On the notion of missingness for path attribution explainability methods in medical settings: Guiding the selection of medically meaningful baselines
Alexander Geiger, Lars Wagner, Daniel Rueckert, Dirk Wilhelm, Alissa Jell
TL;DR
This paper tackles explainability in medical AI by revisiting baseline choices used in path attribution methods like Integrated Gradients (IG). It introduces a principled, input-specific counterfactual baseline generated via a variational autoencoder to represent a clinically normal state, enabling more faithful attributions. The approach extends IG to counterfactual baselines (CF) and to an EG variant (EG(CF)) and demonstrates superior localization and alignment with ground-truth pathology across three medical datasets (Manometry, Chest X-ray, Brain MRI) compared with standard baselines and Latent Integrated Gradients (LIG). The results underscore the importance of semantically meaningful baselines for trustworthy explanations and offer a model-agnostic framework that can be integrated with other counterfactual methods to improve clinical interpretability.
Abstract
The explainability of deep learning models remains a significant challenge, particularly in the medical domain where interpretable outputs are critical for clinical trust and transparency.

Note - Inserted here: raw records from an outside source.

PR #382, opened 2023-06-11
Make Python versions known statically

layday:
Type checkers are unable to interpret `sys.version_info` aliases and generate unions between Python version branches.  If either branch depends on packages which are not installed the union might be reduced to an unknown or any type.

Follow-up from https://github.com/python-attrs/cattrs/pull/379 (Pyright would merge the two branches).

### DIFF
--- a/src/cattrs/_compat.py
+++ b/src/cattrs/_compat.py
@@ -30,25 +30,10 @@ try:
 except ImportError:
     ExtensionsTypedDictMeta = None
 
-__all__ = [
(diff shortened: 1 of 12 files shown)


Tinche:
I'm willing to take this, but what's the benefit? I don't type check the insides of cattrs since it's very meta-programmy.

Will users of Pyright have a better time with these changes?

Tinche:
Thanks!

PR #385, opened 2023-06-13
Don't try to upload coverage if CI is run via workflow dispatch on a fork

AlexWaygood:
While investigating https://github.com/python/typing_extensions/issues/230 and preparing #384, I tried running cattrs's CI on my fork via workflow-dispatch. This was made a little more complicated by the fact that the "upload coverage to codecov" step always seems to fail when the workflow is run on a fork


Tinche:
Thanks! I want to get rid of codecov long-term but still looking for a good alternative.

PR #386, opened 2023-06-14
Don't cancel all jobs in CI if one job fails

AlexWaygood:
This will make it easier to see in #384 which tests (if any) are actually failing on which Python versions -- currently the codecov failures are just leading to all jobs being cancelled in CI


Tinche:
Thanks!

PR #396, opened 2023-07-19
docs: add strategy using dedicated (un)structure method

pohlt:
Feel free to edit. 👍🏼

### DIFF
--- a/docs/strategies.md
+++ b/docs/strategies.md
@@ -258,3 +258,34 @@ Child(a=1, b='foo')
 ```{versionadded} 23.1.0
 
 ```
+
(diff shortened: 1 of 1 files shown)


Tinche:
Howdy,

good job. We've had a small misunderstanding though; strategies are basically functions you can import and call, and they apply a potentially complex customization on your behalf. What you have here is a piece of documentation that looks like a recipe.

That's also good! It should just go elsewhere. Can you move it to the common usage examples page instead?

pohlt:
Ok, got it. Will take some time, but I'll do as requested.

pohlt:
Is included in #405, so closing here.

PR #400, opened 2023-07-28
Broaden method type definition for preconf orjson converter.

PIG208:
`bytes` is not the only input type `orjson.loads` allows.


Tinche:
Sweet, thanks!

PR #404, opened 2023-08-03
Fix typos for notes getattr calls

PIG208:
The intended first argument to `getattr` should be the exception in question.


Tinche:
You're right. Should probably test for these too 😬

PR #406, opened 2023-08-04
Implement NoneType structuring.

PIG208:
This is useful to have for custom structure hooks of union types that are also optional.

### DIFF
--- a/HISTORY.md
+++ b/HISTORY.md
@@ -26,6 +26,8 @@
   ([#398](https://github.com/python-attrs/cattrs/issues/398) [#399](https://github.com/python-attrs/cattrs/pull/399))
 - Broaden loads' type definition for the preconf orjson converter.
   ([#400](https://github.com/python-attrs/cattrs/pull/400))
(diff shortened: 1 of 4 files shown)


Tinche:
I've been asked for this before and have been reluctant to add it since I don't want cattrs to become a kitchen sink and I've personally not needed it in the last 10 years (and I use cattrs a lot). Can you elaborate on the usecases you think it'd be helpful in?

PIG208:
I was using it when recursively calling `converter.structure` on the type args of `Union`. With this structure function I can do something like this:
```python
def structure_union(value: object, target_type: Type[T]) -> T:
    type_args = get_args(targe t_type)
    errors = []
    for type_arg in type_args:
        try:
            return json_converter.structure(value, type_arg)
        except Exception as exc:
            errors.append(exc)
    raise UnionError(f"{value} cannot be structure as {target_type}", errors, target_type)
```
In hindsight, I think it is also quite easy to just special case `NoneType` or register a custom hook of my own. So it is not strictly necessary.

PR #408, opened 2023-08-05
Make validation notes picklable.

PIG208:
Certain test runners (in my case, Django's `RemoteTestRunner`) pickle the exceptions raised to accumulate them from multiple processes.

For exceptions with `AttributeValidationNote` and/or `IterableValidationNote` attached, because we have overridden `__new__` on these classes, pickle cannot correctly unpickle them with the required arguments. For this use case, exceptions being pickable is necessary to accumulate errors with the `multiprocessing` setup.

This implements [`__getnewargs__`](https://docs.python.org/3/library/pickle.html#object.__getnewargs__) to fix this problem.


Tinche:
Thanks!

PR #415, opened 2023-08-12
Fix typeddict tests on systems with 32-bit time_t

mgorny:
Reduce the range of generated `datetime` instances to values valid for 32-bit `time_t` range, as otherwise multiple tests fail with errors such as:

    FAILED tests/test_typeddicts.py::test_simple_roundtrip - OverflowError: timestamp out of range for platform time_t

This is based on an earlier fix for `test_preconf.py`, see a0e56f43f061c43814d6f938833d1c325ed61525
and c58028789454fc7a9b459b94c214cab2ab1acb81.

Originally reported as https://bugs.gentoo.org/912187.


Tinche:
Cool, thanks!

mgorny:
Thanks!

Issue #307, opened 2022-08-24
Support CJK character splitting for WorkPiece tokenizer


mattdangerw:
Looking at the original BERT tokenizer code for [chinese characters](https://github.com/google-research/bert/blob/master/tokenization.py#L251), we should be able to add support for CJK languages by splitting on these characters as a pre-tokenization for WordPiece.

We need to do a little thinking on whether this can reasonably by added to the default split behavior for the word piece tokenizer, or if we need to gate this behind a flag (`split_on_cjk=True`).

Adding this feature to our tokenizer will unblock supporting Chinese language BERT.

abheesht17:
Would like to take this up!

PR #318, opened 2022-08-27
Add Support for CJK Char Splitting for WordPiece Tokenizer

abheesht17:
Resolves https://github.com/keras-team/keras-nlp/issues/307

A few comments:

- [CJK regex](https://github.com/google-research/bert/blob/master/tokenization.py#L274-L281) was already present in [`PUNCTUATION_REGEX`](https://github.com/keras-team/keras-nlp/blob/master/keras_nlp/tokenizers/word_piece_tokenizer.py#L46-L54). Shifted it to a new variable, and added an arg for splitting on CJK (`split_on_cjk`).
- Made similar changes in WordPiece trainer.

### DIFF
--- a/keras_nlp/tokenizers/word_piece_tokenizer.py
+++ b/keras_nlp/tokenizers/word_piece_tokenizer.py
@@ -69,7 +69,9 @@ CJK_REGEX = r"|".join(
 )
 
 
-def pretokenize(text, lowercase, strip_accents, split, split_on_cjk):
+def pretokenize(
+    text, lowercase=True, strip_accents=True, split=True, split_on_cjk=True
+):
     """Helper function that takes in a dataset element and pretokenizes it.
 
     Args:
--- a/keras_nlp/tokenizers/word_piece_tokenizer.py
+++ b/keras_nlp/tokenizers/word_piece_tokenizer.py
@@ -102,7 +102,6 @@ def pretokenize(text, lowercase, strip_accents, split, split_on_cjk):
         text = tf.expand_dims(text, 0)
     if split_on_cjk:
         text = tf.strings.regex_replace(text, CJK_REGEX, r" \0 ")
-    tf.print(text)
     if lowercase:
         text = tf_text.case_fold_utf8(text)
     if strip_accents:
--- a/keras_nlp/tokenizers/word_piece_tokenizer.py
+++ b/keras_nlp/tokenizers/word_piece_tokenizer.py
@@ -46,15 +46,8 @@ PUNCTUATION_REGEX = r"|".join(
     ]
 )
 
-# Matches both whitespace and punctuation.
-WHITESPACE_AND_PUNCTUATION_REGEX = r"|".join(
-    [
-        WHITESPACE_REGEX,
-        PUNCTUATION_REGEX,
-    ]
-)
-
-# Matches CJK characters.
+# Matches CJK characters. Obtained from
+# https://github.com/google-research/bert/blob/master/tokenization.py#L251
 CJK_REGEX = r"|".join(
     [
         r"[\x{4E00}-\x{9FFF}]",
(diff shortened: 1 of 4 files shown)


keras_nlp/tokenizers/word_piece_tokenizer.py
```diff
@@ -63,8 +54,24 @@
     ]
 )
 
+# Matches CJK characters.
```
mattdangerw, line 57: Let's add a link to the place we got this from in the BERT repo. It's a good reference to track.

keras_nlp/tokenizers/word_piece_tokenizer.py
```diff
@@ -63,8 +54,24 @@
...
+        r"[\x{2B820}-\x{2CEAF}]",
+        r"[\x{F900}-\x{FAFF}]",
+        r"[\x{2F800}-\x{2FA1F}]",
+    ]
+)
+
 
-def pretokenize(text, lowercase, strip_accents, split):
+def pretokenize(
+    text, lowercase=True, strip_accents=True, split=True, split_on_cjk=True
```
mattdangerw, line 73: nit: add a trailing comma so this formats to multiple lines

keras_nlp/tokenizers/word_piece_tokenizer.py
```diff
@@ -91,6 +102,8 @@ def pretokenize(text, lowercase, strip_accents, split):
     # Preprocess, lowercase, strip and split input data.
     if text.shape.rank == 0:
         text = tf.expand_dims(text, 0)
+    if split_on_cjk and split:
```
mattdangerw, line 105: Wow interesting, it looks like we were already splitting on these. I think in that case we could actually avoid this `regex_replace` call and just keep two different split regexes.

`WHITESPACE_AND_PUNCTUATION_REGEX` and `WHITESPACE_PUNCTUATION_AND_CJK_REGEX`

```
if split:
    if split_on_cjk:
         split_pattern = WHITESPACE_PUNCTUATION_AND_CJK_REGEX
    else:
         split_pattern = WHITESPACE_AND_PUNCTUATION_REGEX
    text = tf_text.regex_split(...)
```

Would this work?

mattdangerw (approved):
lgtm! Just a few comments

keras_nlp/tokenizers/word_piece_tokenizer.py
abheesht17: Hmmm, yeah. But we'll have to create a third REGEX, namely, `PUNCTUATION_AND_CJK_REGEX` to pass to `keep_delim_regex_pattern`. Isn't it easier to just keep `tf.regex_replace()`, then? What do you think?

abheesht17: Pushing changes for now, let me know if it's better to revert back to the original.

keras_nlp/tokenizers/word_piece_tokenizer.py
```diff
@@ -99,10 +133,16 @@ def pretokenize(text, lowercase, strip_accents, split):
         # Remove the accent marks.
         text = tf.strings.regex_replace(text, r"\p{Mn}", "")
     if split:
+        if split_on_cjk:
+            split_pattern = WHITESPACE_PUNCTUATION_AND_CJK_REGEX
```
mattdangerw, line 137: delim_regex_pattern I guess? since you are agreeing with the other arg name

keras_nlp/tokenizers/word_piece_tokenizer.py
mattdangerw: This looks fine to me. Original is simpler, but we probably should care about efficiency here (and cutting an op should help that).

mattdangerw (approved):

keras_nlp/tokenizers/word_piece_tokenizer.py
abheesht17: Hehe, I just changed it to `keep_split_pattern` :P

keras_nlp/tokenizers/word_piece_tokenizer.py
abheesht17: Cool!

keras_nlp/tokenizers/word_piece_tokenizer.py
mattdangerw: that works too!

mattdangerw (approved):
Thanks for the work and investigation on this!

Path attribution methods such as Integrated Gradients rely on a baseline representing the absence of relevant features ("missingness"). Commonly used baselines, such as all-zero inputs, are often semantically meaningless, especially in medical contexts. While alternative baseline choices have been explored, existing methods lack a principled approach to dynamically select baselines tailored to each input. In this work, we examine the notion of missingness in the medical context, analyze its implications for baseline selection, and introduce a counterfactual-guided approach to address the limitations of conventional baselines. We argue that a generated counterfactual (i.e. clinically "normal" variation of the pathological input) represents a more accurate representation of a meaningful absence of features. We use a Variational Autoencoder in our implementation, though our concept is model-agnostic and can be applied with any suitable counterfactual method. We evaluate our concept on three distinct medical data sets and empirically demonstrate that counterfactual baselines yield more faithful and medically relevant attributions, outperforming standard baseline choices as well as other related methods.